Design, Setting, and Participants  Participants in 2 UK, hospital-based, case-control studies (Cambridge AMD study and Moorfields Eye Hospital AMD study) and 1 pan-European, cross-sectional, population-based study (the European Eye [EUREYE] Study) were recruited between November 6, 2000, and April 30, 2007. Participants underwent dilated stereo-digital fundus photography graded according to the International Classification of Age-related Maculopathy and Macular Degeneration. There were 1727 cases of late AMD (1151 neovascular, 384 geographic atrophy, and 192 mixed [neovascular AMD and geographic atrophy]) and 1153 controls. Early AMD cases (n = 574) were included only from the EUREYE Study. Data analysis was performed from August 1 to November 30, 2016. Four common single-nucleotide polymorphisms (rs1205, rs1130864, rs1800947, and rs3093077) were selected based on demonstrated influence on circulating CRP concentrations in the literature. In one study, genotyping of rs3093077 failed, and rs1800947 was typed in only 1 study.

Main Outcomes and Measures  A genetic multiplicative model was used for the association of single-nucleotide polymorphisms with late AMD adjusted for age and sex.

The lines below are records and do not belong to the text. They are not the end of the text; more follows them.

PR #135, opened 2018-03-06
[FIXED JENKINS-49931] Heap Histogram Collection Destabilizes Masters

escoem:
https://issues.jenkins-ci.org/browse/JENKINS-49931

@svanoort @dwnusbaum @jglick  @reviewbybees please review.

Used -all parameter in order to avoid the fullgc. By default, the gcClassHistogram is invoked using -all

### DIFF
--- a/src/main/java/com/cloudbees/jenkins/support/impl/HeapUsageHistogram.java
+++ b/src/main/java/com/cloudbees/jenkins/support/impl/HeapUsageHistogram.java
@@ -34,8 +34,7 @@ public class HeapUsageHistogram extends Component {
     private static final int MAX = 203;
 
     // disabled by default because of JENKINS-49931
-    // to be reviewed in the future.
-    private static /*final*/ boolean DISABLED = Boolean.parseBoolean(System.getProperty(HeapUsageHistogram.class.getCanonicalName() + ".DISABLED", "true"));
+    private static /*final*/ boolean FULLGC = Boolean.getBoolean(HeapUsageHistogram.class.getCanonicalName() + ".FULLGC");
 
     private static final Logger logger = Logger.getLogger(HeapUsageHistogram.class.getName());
 
@@ -84,15 +83,6 @@ public class HeapUsageHistogram extends Component {
     }
 
     private String getRawLiveHistogram() {
-        if (DISABLED) {
-            return new StringBuilder().append('\n')
-                    .append("Histogram generation is disabled. If you want to enable it, do either:")
-                    .append('\n')
-                    .append("* Add the system property: -Dcom.cloudbees.jenkins.support.impl.HeapUsageHistogram.DISABLED=false")
-                    .append('\n')
-                    .append("* Run from Script Console the line: com.cloudbees.jenkins.support.impl.HeapUsageHistogram.DISABLED=false")
-                    .toString();
-        }
         String result;
         try {
             ObjectName objName = new ObjectName("com.sun.management:type=DiagnosticCommand");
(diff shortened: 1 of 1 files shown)


src/main/java/com/cloudbees/jenkins/support/impl/HeapUsageHistogram.java
```diff
@@ -84,23 +83,16 @@ private String getLiveHistogram() throws IOException {
...
-        }
         String result;
         try {
             ObjectName objName = new ObjectName("com.sun.management:type=DiagnosticCommand");
             MBeanServer platform = ManagementFactory.getPlatformMBeanServer();
             if (platform == null) {
                 return "N/A";
             }
-            result = (String) platform.invoke(objName, "gcClassHistogram", new Object[] {null}, new String[]{String[].class.getName()});
+            String[] params = FULLGC ? null : new String[] {"-all"};
```
svanoort: I don't see us getting much value from the histogram if it's capturing dead objects too.  Better to be live-only or off.

aheritier:
@svanoort I don't know. I understand that the histogram without the `-all` is less useful but when a memory issue happens I'm afraid that we cannot activate the histogram without restarting and thus at the best we loose some time (and perhaps we won't reproduce the issue). At least with the non `-all` we'll have something to look at even if not perfect.

But for sure in the other side I don't want that we take some risks in term of stability. This problem with
 the histogram generation just proved again that we don't have the capacity to test our changes in real conditions and our changes, even if they have a good objective, could impact our customers.

@ryancampbell @nazrul007 WDYT ?

svanoort:
> typically most of the heap will not be collectible, for the kind of workloads in Jenkins

@jglick This is not unfortunately not true, from my extensive analyses of the GC behavior in Jenkins.  Jenkins generates *tons* of object  garbage.  Object creation rates on busy large-scale masters exceed 300 MB/s on average with far higher burst rates, and 150 MB/s would be normal for a quieter/smaller master.   With healthy GC, generally ~0.1-1% of that object content is promoted to old-gen (promotion rates of <1 MB/s, usually a few hundred kB/S).   Generally with G1 GC we end up using over half the heap for young-gen, most of which is collectible. 

Using non-live histograms is really only useful if the master is nearly idle, and in most other cases will generate a very poor signal to noise ratio.

svanoort:
@aheritier You can toggle it off of DISABLED via the Script console without restarting the master.

If we could set it up to collect a heap histogram only when explicitly requested by a user (rather than periodically) that would be even better but alas is not an option at this time from what I've been told.

My explicit concern here is that we'll get a lot of people chasing red-herring memory issues that are due to `WeakReference`/`SoftReference`-cached objects and the buffers and CPS objects created by Pipeline at runtime.   See above for some ballpark figures on memory use and why I think garbage volume will generate false positives. 

I've done a fair bit of profiling for what kinds of object allocation we see for Pipeline in general and have a solid general idea for what constitutes norma memoryl patterns for a production master (although obviously we don't get the luxury of attaching a profiler).

escoem:
I will add DISABLED feature today @svanoort

svanoort:
@escoem I think you misunderstand -- I think the already-merged PR you did is great and really does everything we need.

svanoort:
Specifically, I'd like to see a release cut ASAP with https://github.com/jenkinsci/support-core-plugin/pull/134/ because I think this was the most perfect version we could hope for without adding major changes to support-core.   It's straightforward to disable/enable heap histograms -- we might consider adding a UI option to toggle the variable if we wanted, but it does what it needs to. 

It also means we don't need to worry about potential stability/performance impacts from collecting Live histograms regularly (something I can't rule out and would like to avoid).

escoem:
I know what has been done @svanoort, thanks. Closing this PR in favor of https://github.com/jenkinsci/support-core-plugin/pull/136

PR #136, opened 2018-03-08
[FIXED JENKINS-50008] Heap Histogram (all instances by default)

escoem:
https://issues.jenkins-ci.org/browse/JENKINS-50008

Because of live histogram requires a fullgc, by default now is generated for all instances (not only live one).

You could easily configure it by using the system property -Dcom.cloudbees.jenkins.support.impl. HeapUsageHistogram.FULLGC=true (permanent) or by running from Script Console com.cloudbees.jenkins.support.impl. HeapUsageHistogram.FULLGC=true (temporal) if you want to grab live instances.

The histogram component could be easily disabled by using the system property -Dcom.cloudbees.jenkins.support.impl. HeapUsageHistogram.DISABLE=true (permanent) or by running from Script Console com.cloudbees.jenkins.support.impl. HeapUsageHistogram.DISABLE=true (temporal).

I prefer to have something (all instances) than nothing (disable) by default.

Please @jglick @reviewbybees

### DIFF
--- a/src/main/java/com/cloudbees/jenkins/support/impl/HeapUsageHistogram.java
+++ b/src/main/java/com/cloudbees/jenkins/support/impl/HeapUsageHistogram.java
@@ -33,9 +33,8 @@ public class HeapUsageHistogram extends Component {
     // first 200 classes so 203 lines required because of the header
     private static final int MAX = 203;
 
-    // disabled by default because of JENKINS-49931
-    // to be reviewed in the future.
-    private static /*final*/ boolean DISABLED = Boolean.parseBoolean(System.getProperty(HeapUsageHistogram.class.getCanonicalName() + ".DISABLED", "true"));
+    private static /*final*/ boolean FULLGC = Boolean.getBoolean(HeapUsageHistogram.class.getCanonicalName() + ".FULLGC");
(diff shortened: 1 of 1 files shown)


svanoort:
@escoem I still don't see how this addresses my objections in https://github.com/jenkinsci/support-core-plugin/pull/135#issuecomment-370869466 and https://github.com/jenkinsci/support-core-plugin/pull/135#issuecomment-370873737?  

If see any value from the (moderately useless) live heap histograms, there's always the command-line option via JMap.

recampbell:
Perhaps the feature that we want is to optionally collect the heap histogram when generating the bundle?

I think we want a way to do this easily from the support bundle instead of going through the process of getting the user to successfully execute jmap which is always a trial and especially so when the user is under the stress of an outage.

christ66:
>Perhaps the feature that we want is to optionally collect the heap histogram when generating the bundle?

I think the issue is if I don't have access to the UI, then it's impossible to generate a bundle. This seems like a good opportunity to make the `SlowRequests` an extension point to allow for this type of diagnostic information available when the UI isn't accessible.

> If we see any value from garbage-filled (literally) heap histograms, there's always the command-line option via JMap to collect them.

True, but not everyone installs with the JDK and some install with the JRE (iirc JRE doesn't come with the jmap command).

varyvol:
It seems there's not real progress here so closing. Please reopen if you consider this can still move forward.

PR #138, opened 2018-03-09
removed deprecated Helper class

escoem:
Restoring situation after #137 
Class was removed in #127


batmat:
Should we really do that this soon? I mean, it was not _supposed_ to be used before already. 

So given the past experience, I'd rather have an intermediate step using `Thread.sleep(10000)` or more as described in https://github.com/jenkinsci/support-core-plugin/pull/137/files#r173302451 so that it can show up where possibly still in use?

Not feeling strongly in any case: the previous usage was really wrong, and before it was `restricted` already anyway, so it should have failed the build from the ground up...

aheritier:
1 year is enough @batmat @MRamonLeon ?

varyvol:
@aheritier @batmat I think this should be safe by now.

batmat:
How about we file a separate PR to mark this class `@Restricted(NoExternalUse.class)` and release an intermediate version, test it on various testing pipelines we have and tools that integrate with `support-core`, and then merge & release this one?

Sorry to be picky, but `support-core` is quite critical in the end :)? (and also because we did the breakage once already :))

batmat:
And/or do what I wrote in https://github.com/jenkinsci/support-core-plugin/pull/138#issuecomment-371785552 with the `Thread.sleep`...

varyvol:
@escoem I know it was a long time ago, but maybe you could tackle @batmat 's suggestion?

varyvol:
Closing due to inactivity. Please feel free to reopen if you work on this again.

PR #140, opened 2018-03-28
[JENKINS-50428] Take into account the now configurable location for (tasks) logging

batmat:
Downstream to https://github.com/jenkinsci/jenkins/pull/3367

https://issues.jenkins-ci.org/browse/JENKINS-50428

@reviewbybees


src/main/java/com/cloudbees/jenkins/support/impl/JenkinsLogs.java
```diff
@@ -128,6 +128,22 @@ private void addOtherMasterLogs(Container result) {
         }
     }
 
+    /**
+     * Returns the root directory for logs (historically always found under <code>$JENKINS_HOME/logs</code>.
+     * Configurable since Jenkins 2.114.
```
escoem: currently support-core depends on 2.107, can it be a problem?

batmat: Nope, the code is just looking for a sysprop. 

So, yes if someone sets this on Jenkins < 2.114, not sure we should take that in account though (?). The docs clearly states this property is only available >= 2.114: https://wiki.jenkins.io/display/JENKINS/Features+controlled+by+system+properties

batmat: Had offline feedback from @escoem, this ^ addresses his concern. So going to merge.

PR #290, opened 2015-03-11
mini-profile to make perfomance more visible

grosser:
@zendesk/runway 

tried bullet too, but the first thing it found as a false positive and there was no way to ignore it, also ui was basically non-existent ...

screen shot 2015-03-11 at 3 56 28 pm
screen shot 2015-03-11 at 3 56 21 pm
screen shot 2015-03-11 at 3 56 02 pm

### Risks
 - None


zendesk-shender:
:heart: it,  :+1:

gabetax:
:+1: I'm a fan.

PR #291, opened 2015-03-11
remove includes, auto-add them

grosser:
knowing in the controller that models your views will needs usually ends up in messy code + missing includes / too many includes ... let's have rails just auto-detect includes that it needs

```
>> Deploy.all.map(&:stage)
  Deploy Load (0.4ms)  SELECT `deploys`.* FROM `deploys` WHERE `deploys`.`deleted_at` IS NULL  ORDER BY `deploys`.`created_at` DESC, `deploys`.`id` DESC
  Stage Load (0.5ms)  SELECT `stages`.* FROM `stages` WHERE `stages`.`deleted_at` IS NULL AND `stages`.`id` IN (554917358, 685639643)  ORDER BY `stages`.`order` ASC
```

@zendesk/runway 

### Risks
 - Missing includes / page slowness


zendesk-shender:
It's a bit concerning that 1/2 the unit tests seem to have failed just by including this gem.

If the gem helps most cases, and where it didn't detect the eager loads properly still allowed AR to fallback on loading associations as needed then grand.
But if it doesn't then debugging problems becomes a bit more complicated with the extra layer of magic.

grosser:
all tests fixed by adding `auto_include: false` to to has_many :through that have ordering on the through association as per https://github.com/salsify/goldiloader/issues/18

so should be good/safe :)

princemaple:
Just curious, this gem loads all associations no matter what, do we not care?

grosser:
I only loads associations that get used in an N+1 way.
For example a false-positive would be `Stage.all.first.project` -> would trigger an unnecessary Project include, but that usecase is very rare -> better to fix the 95% usecase.

grosser:
good to go ?

we can compare newrelic times after the deploy to see if something went wrong

princemaple:
:+1:

grosser:
Looks like response times were not affected either way by replacing includes by goldiloader

screen shot 2015-03-19 at 10 01 22 pm

PR #292, opened 2015-03-11
simple fix for RUN-28

grosser:
@zendesk/runway 

basically RUN-28 asks for considering all deploys to belongs to all stages that include all the deploy groups, for example:

stage A: 1,2
stage B: 1
stage C: 2,3

so deploy to A would show up in B, but not in C

adding this logic is pretty difficult sql wise and maybe no longer necessary since we already have the dashboard + adding a small fix here to show the deploy date, so in the overview of A and B it is obvious what was deployed last / is correct

screen shot 2015-03-11 at 4 53 25 pm

### Risks
 - None

### DIFF
--- a/app/views/projects/_stage.html.erb
+++ b/app/views/projects/_stage.html.erb
@@ -4,12 +4,12 @@
       <%= link_to stage.name, project_stage_path(project, stage) %>
       <%= stage_lock_icon stage %>
     </td>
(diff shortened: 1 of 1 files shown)


zendesk-shender:
:+1: to change, and agree with this info already being displayed in environment dashboards.

PR #293, opened 2015-03-12
do not preload byebug, it is not necessary

grosser:
shaves of ~0.1s of test startup time

@zendesk/runway 

### Risks
 - None


sandlerr:
:+1:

Results  Among the 1727 patients with late AMD, the mean (SD) age was 78.7 (7.4) years, and 668 (38.7%) were men. The mean (SD) age of the controls was 74.9 (7.0) years, and 510 (44.2%) were men. In the pooled results of all 3 studies, neither rs1205 (odds ratio [OR], 0.99; 95% CI, 0.86-1.14) nor rs1130864 (OR, 0.96; 95% CI, 0.83-1.11) was associated with late AMD. For geographic atrophy, rs1205 had an OR of 0.91 (95% CI, 0.74-1.13) and rs1130864 had an OR of 0.94 (95% CI, 0.76-1.16). For neovascular AMD, rs1205 had an OR of 1.01 (95% CI, 0.87-1.19) and rs1130864 had an OR of 0.99 (95% CI, 0.84-1.16). There was no association of rs3093077 and rs1800947 with late AMD or any late AMD phenotype. There were no significant findings for early AMD.

Conclusions and Relevance  Our results do not support a causal association between CRP concentrations and AMD.